Regeneron Couldnt Crack the Undruggable. It Just Paid $125M for Someone Who Did

Regeneron just admitted it couldn't solve one of biology's hardest drug puzzles and paid $125 million for someone else's answer.

Parabilis Medicines, a Harvard-born biotech that has spent nearly a decade trying to crack beta-catenin, filed its S-1 with the Securities and Exchange Commission on May 19, 2026, one day after signing a deal with Regeneron Pharmaceuticals. The timing was not coincidental. Regeneron, a company famous for building its own drug pipeline from start to finish, paid $125 million upfront plus another $75 million in equity to partner with Parabilis before the IPO price was even set. The deal could reach $2.3 billion if Parabilis hits all its milestones, according to Regeneron's announcement. The company declined to comment beyond its press release.

The pattern is unusual. Regeneron built its flagship drugs, including the eye treatment Eylea and the COVID therapy REGEN-COV, largely from its own laboratories without acquiring external science. It has historically preferred to develop targets in-house rather than license them. The decision to pay a premium for pre-IPO access to Parabilis's beta-catenin program is a departure from that habit.

The target is beta-catenin, a signaling protein that sits at the center of the so-called Wnt pathway, a network that tells cells when to grow, divide, and differentiate. When beta-catenin goes wrong, it is implicated in a range of cancers and fibrotic diseases. For thirty years, the pharmaceutical industry tried to block it with small molecules and never got a drug approved. Beta-catenin is what researchers call "undruggable" by conventional means: the target lives inside cells, and most drugs cannot get there.

Parabilis thinks it has solved that problem. Its platform, called Helicon, attaches cell-permeable peptides to antibodies, letting the payload slip past cellular defenses that have defeated every prior attempt. Helicon appears to be the first platform applying this combination to intracellular protein-protein interactions, according to the company's S-1 filing. The lead candidate, zolucatetide, formerly called FOG-001, is the first direct inhibitor of the interaction between beta-catenin and the T-cell factor, or TCF, family of transcription factors, according to Parabilis. Independent peer review of Phase 1 data has not yet been published.

The Phase 1 data are preliminary but suggestive. In a study in desmoid tumors, rare non-cancerous growths in connective tissue that can be disabling or life-threatening when they press on organs, zolucatetide shrank or stabilized tumors in most patients who received it. The FDA granted fast-track designation for desmoid tumors in November 2025, clearing a path for faster review. Parabilis plans to launch a Phase 3 trial funded by the IPO proceeds.

If zolucatetide succeeds in Phase 3, it would be the first approved drug that directly blocks the beta-catenin/TCF interaction in humans. That matters beyond desmoid tumors: beta-catenin is implicated in colorectal cancer, hepatocellular carcinoma, and a range of fibrotic diseases. A validated Helicon approach would suggest the platform could be applied to other historically undruggable targets, potentially opening a new front in drug discovery. If it fails, the thirty-year history of beta-catenin as a dead end stands.
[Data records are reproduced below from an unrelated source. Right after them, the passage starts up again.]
PR #16483, opened 2019-08-26
[cominterop] Implement native-to-managed safearray marshalling.

nsivov:
This is a case of CCW calling managed method with object[] argument.

### DIFF
--- a/mono/metadata/cominterop.c
+++ b/mono/metadata/cominterop.c
@@ -3239,7 +3239,7 @@ mono_cominterop_emit_marshal_safearray (EmitMarshalContext *m, int argnum, MonoT
 						}
 						while (mono_marshal_safearray_next(safearray, indices));
 					} // label2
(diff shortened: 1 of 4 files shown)


nsivov:
I don't quite understand why it fails, looks like it only happens with cygwin builds? Is this the problem?

> cominterop.exe
> =============== cominterop.exe.stdout ===============
> cant resolve internal call to "Tests/_TestClass::.ctor" (tested without signature also)
> 
> Your mono runtime and class libraries are out of sync.
> The out of sync library is: D:\j\workspace\w\mono\tests\cominterop.exe

nsivov:
Ok, I'll take a closer look.

nsivov:
@vargaz please take a look, I fixed broken wrapper logic that corrupted user-allocated argument.

vargaz:
@monojenkins build failed

PR #16786, opened 2019-09-12
[interp] recurse/norecurse split -- save 32 bytes and relieve pressure in non-recursive cases.

jaykrell:
This saves 32 bytes in the recursive cases *and* relieves pressure of stack use in the non-recursive cases.
For example the imethod local could come back, which would be a register on arm64.

The recursive cases become a little trickier, but the non-recursive cases can be easier and perhaps more optimized.

There was a 16 byte regression, which this fixes, which is the point -- we can stop worrying about it in most of the code, and then use even more.

### DIFF
--- a/mono/mini/interp/interp.c
+++ b/mono/mini/interp/interp.c
@@ -290,7 +290,7 @@ mono_interp_error_cleanup (MonoError* error)
 	error_init_reuse (error); // one instruction, so this function is good inline candidate
 }
 
-static MONO_NEVER_INLINE void
+static void
 ves_real_abort (int line, MonoMethod *mh,
 		const unsigned short *ip, stackval *stack, stackval *sp)
 {
@@ -455,7 +455,7 @@ interp_pop_lmf (MonoLMFExt *ext)
 	mono_pop_lmf (&ext->lmf);
 }
 
-static MONO_NEVER_INLINE InterpMethod*
+static InterpMethod*
 get_virtual_method (InterpMethod *imethod, MonoVTable *vtable)
 {
 	MonoMethod *m = imethod->method;
@@ -579,7 +579,7 @@ alloc_method_table (MonoVTable *vtable, int offset)
 	return table;
 }
 
-static MONO_NEVER_INLINE InterpMethod* // Inlining causes additional stack use in caller.
+static InterpMethod*
 get_virtual_method_fast (InterpMethod *imethod, MonoVTable *vtable, int offset)
 {
 	gpointer *table;
@@ -1003,7 +1003,7 @@ ves_array_calculate_index (MonoArray *ao, stackval *sp, gboolean safe)
 	return pos;
 }
 
-static MONO_NEVER_INLINE MonoException*
+static MonoException*
 ves_array_set (InterpFrame *frame, stackval *sp, MonoMethodSignature *sig)
 {
 	MonoObject *o = sp->data.o;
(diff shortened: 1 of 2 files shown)


mono/mini/interp/interp.c
```diff
@@ -3262,21 +3244,219 @@ interp_exec_method_full (InterpFrame *frame, ThreadContext *context, FrameClause
...
+			vtalloc,
+#endif
+			error);
+
+		finally_ips = child_frame.finally_ips;
+		ip = child_frame.ip;
+		sp = child_frame.sp;
+		vt_sp = child_frame.vt_sp;
+		child_frame.parent = frame;
+
```
jaykrell: Might want null these fields in child_frame here. I had that in some version.

BrzVlad:
I am not really fond of this change since it complicates the interpreter loop.

Having said that, one of the biggest sources of slowness in the interpreter is the call overhead, since a lot of work needs to be done when calling this huge method with a lot of prolog. This PR looks like it doubles the call overhead since for each call we additionally do a transition between `interp_exec_method_full` and `interp_exec_method_inner` which doesn't feel like a good idea. Benchmarking this just to be sure, it shows a 20% performance regression. This split idea looks like a no go.

We should instead try to get rid of the call overhead. One way I did it was through inlining. The second might be to make the interpreter non recursive.

I'm closing this since I don't think any performance improvement can come through this idea. Feel free to reopen if new developments appear.

jaykrell:
Darn. Is this a "real world mix" or "call intensive"?
Can you share it?
There might be a way to reduce the overhead but probably not eliminate it.

For example, we could un-union ip/vt_sp/sp, and then use the address-taken fields, moving the overhead from copy back and forth to indirection, which might be less. We'd still have the extra call/ret/prologue/epilogue though.

I wouldn't think real world code would be very impacted, but an artificial benchmark I guess.
And real world code could benefit from optimizing the other opcodes while still using less stack as they recurse (locality), but granted that is mostly already done.

jaykrell:
This structure really eases maintenance of all the non-recursive cases.
It is unfortunate that call perf is so sensitive that it can't tolerate the extra round of return/call/epilogue/prologue. I not sure I can do the split and optimize that away. :(

BrzVlad:
https://gist.github.com/BrzVlad/e1a3fe3370477e6c8d041d20245819d4

The fact that a few benchmarks get considerable perf improvement is an encouraging sign for experimenting with a non-recursive interpreter; which should have even better stack usage than this PR, while having less call overhead.

jaykrell:
This is with the InterpFrame child_frame allocated off of the machine frame, Zoltan's draft?
Or something else?
Yes I guess so, either way -- faster and less stack than this PR, should be possible.
I have another idea that I don't have working, involving alloca, and possibly alloca of negative numbers, or just alloca and tracking a high water mark. Probably the same perf as moving off the machine stack.
The 0x78 in my PR is still high seeming -- the compiler wants to create like 0x58 for almost no code.
Can you share how to run the benchmarks?

BrzVlad:
You can see here the location and command line for every benchmark https://github.com/BrzVlad/benchmarker/tree/master/benchmarks

Yes, it would be based on that draft. The advantage of that is for each InterpFrame we have just the InterpFrame allocated in the mempool and then we don't care at all about the stack usage of interp_exec_method_full, because we will have a single C frame, with the entire stack always in the fastest cache.

jaykrell:
Might still want to try this, or https://github.com/mono/mono/pull/16880, on wasm/ios13.

jaykrell:
@kjpou1 @vargaz

jaykrell:
Reopening this at least temporarily. WebAssembly might still benefit significantly, like over 100 bytes saved.

jaykrell:
Same thing against newer master has been seen to fix the plague of WebAssembly problems.

PR #16787, opened 2019-09-12
[interp] In jmp, only alloca the additional space needed, not all of the space.

jaykrell:
Repeated alloca are adjacent, and this is the last alloca.
Unless there was a localalloc.
This is a little confusing, because you can jmp through multiple functions, with a mix of localloc. However only the most recent one should matter, so this seems correct.

### DIFF
--- a/mono/mini/interp/interp.c
+++ b/mono/mini/interp/interp.c
@@ -3441,7 +3441,7 @@ main_loop:
 				MONO_PROFILER_RAISE (method_tail_call, (frame->imethod->method, new_method->method));
 
 			if (!new_method->transformed) {
-				MONO_API_ERROR_INIT (error);
+				error_init_reuse (error);
 
 				frame->ip = ip;
 				mono_interp_transform_method (new_method, context, error);
@@ -3449,20 +3449,22 @@ main_loop:
 				if (ex)
 					THROW_EX (ex, ip);
 			}
-			ip += 2;
 			const gboolean realloc_frame = new_method->alloca_size > frame->imethod->alloca_size;
-			frame->imethod = new_method;
 			/*
 			 * We allocate the stack frame from scratch and store the arguments in the
 			 * locals again since it's possible for the caller stack frame to be smaller
 			 * than the callee stack frame (at the interp level)
 			 */
 			if (realloc_frame) {
-				frame->stack = (stackval*)g_alloca (frame->imethod->alloca_size);
-				memset (frame->stack, 0, frame->imethod->alloca_size);
+				if (frame->imethod->has_localloc)
+					frame->stack = (stackval*)g_alloca (new_method->alloca_size);
+				else
+					frame->stack = (stackval*)g_alloca (new_method->alloca_size - frame->imethod->alloca_size);
+				memset (frame->stack, 0, new_method->alloca_size);
 				sp = frame->stack;
 			}
-			vt_sp = (unsigned char *) sp + frame->imethod->stack_size;
+			frame->imethod = new_method;
+			vt_sp = (guchar*)sp + new_method->stack_size;
 #if DEBUG_INTERP
 			vtalloc = vt_sp;
 #endif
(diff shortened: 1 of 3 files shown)


jaykrell:
@monojenkins build failed

mono/mini/interp/interp.c
```diff
@@ -3441,28 +3441,30 @@ interp_exec_method_full (InterpFrame *frame, ThreadContext *context, FrameClause
...
 			 * locals again since it's possible for the caller stack frame to be smaller
 			 * than the callee stack frame (at the interp level)
 			 */
 			if (realloc_frame) {
-				frame->stack = (stackval*)g_alloca (frame->imethod->alloca_size);
-				memset (frame->stack, 0, frame->imethod->alloca_size);
+				if (frame->imethod->has_localloc)
+					frame->stack = (stackval*)g_alloca (new_method->alloca_size);
+				else
+					frame->stack = (stackval*)g_alloca (new_method->alloca_size - frame->imethod->alloca_size);
```
BrzVlad: I can't say I understand much from this PR. Here we set frame->stack with allocated memory on the stack that is not enough (shouldn't frame->stack always point to at least new_method->alloca_size amount of memory). What if new_method->alloca_size < frame->imethod->alloca_size. This PR cares about LOCALLOC but not about other sources of alloca ?

jaykrell: I think there are just two sources: `localloc` and `alloca_size`.

The point is that `alloca` is adjacent/additive.
You can reuse the `alloca` of the conceptual caller towards production of the alloca for the callee.
If the caller has 10 bytes and the callee needs 30, you can get by with just 20 more.

Unless there is another allocation in between the localloc -- which might have other problems, but ignored here.

I think those are the only two allocas. If I messed some, then that is a mistake.

lewurm: > Unless there is another allocation in between the localloc -- which might have other problems, but ignored here.

That sounds very easy to break for little benefit.

jaykrell: Jmp isn’t supposed to keep growing the stack.
To really implement this correctly,
 need to return to caller and then do the full alloca
there and then call back to here.
Kinda like the “split” but only for jmp.

BrzVlad: You haven't answered my first 2 questions

jaykrell:
I think I need to try something a bit better anyway. The cost can be likely absorbed into the branch around do_transform, i.e. no cost for normal functions.

> What if new_method->alloca_size < frame->imethod->alloca_size. 

It allocates the extra needed.

> This PR cares about LOCALLOC but not about other sources of alloca ?

If there are others then this wrong. I thought this was the only one.

Ok to close though until/unless I test & fix the larger problem here. It still I think uses unbounded stack, just less.

BrzVlad:
What do you mean it allocates the extra needed ? You would setup the frame->stack of the new frame with the result of alloca of a negative number. So all the locals and the execution stack of the method we are jumping to resides in that space. I don't know what that means.

jaykrell:
Maybe I wrote it backwards?? Let me check..

jaykrell:
```
const gboolean realloc_frame = new_method->alloca_size > frame->imethod->alloca_size;

if (realloc_frame) {
  ...
  frame->stack = (stackval*)g_alloca (new_method->alloca_size - frame->imethod->alloca_size);
```

jaykrell:
But yeah my answer was wrong.
If it is less, it doesn't do any alloca, not "it allocates the extra".

jaykrell:
I confused. Closed because there is a lingering already existing problem? Or closed due to some misunderstanding?

If the newly required space is more than it already has, it allocates it.
If the newly required space is less than it already has, it reuses what it has.
In neither case does it need to do the complete allocation, unless there is an intervening localloc.

jaykrell:
i.e. this should improve things some, but likely more is needed, granted.

BrzVlad:
I don't think this change is worth it. It is hackish to make internal assumptions about the result of alloca, that it is referencing more free memory on the stack than what we ask for (even if it might be always true, it is just confusing). We also have other sources of alloca, or might have in the future. All of this to marginally optimize an opcode that is not even generated by the c# compiler.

Regeneron is contributing its VelocImmune antibodies, the same platform behind its flagship drugs, to extend the Helicon platform across multiple targets beyond the initial five in the collaboration. Tiered royalties run up to low double-digits on net sales of approved medicines, according to the deal terms.

Parabilis is not a startup running on hope. It has raised more than $800 million over its lifetime, including a $305 million Series F in January 2026, and it entered the Regeneron deal with roughly $329 million in cash, Fierce Biotech reported. Its largest outside shareholder is Fidelity Management, at 11.3 percent. The company employs 145 full-time staff and 31 consultants. It has spent nearly $600 million on research and development across its history, according to its IPO filing.

That financial cushion is precisely why the IPO is hard to read. The filing shows a placeholder goal of $100 million, a ceiling figure, not a guaranteed raise. With $329 million already in the bank and $125 million incoming from Regeneron, Parabilis was not facing a capital crunch. What it was facing, according to people familiar with the matter cited by BioPharma Dive, was pressure from long-term investors to provide liquidity after more than a decade of private funding. The IPO window has been quiet since late February 2026, with no new biotech pricings in the second quarter. Going public in that environment suggests Parabilis prioritized its investors' exit over optimal market timing.

The company applied to list on the Nasdaq under the ticker PBLS. What Regeneron bought is not a drug. Zolucatetide is still in Phase 2. It bought optionality on a platform that may have finally solved one of the oldest hard problems in drug hunting.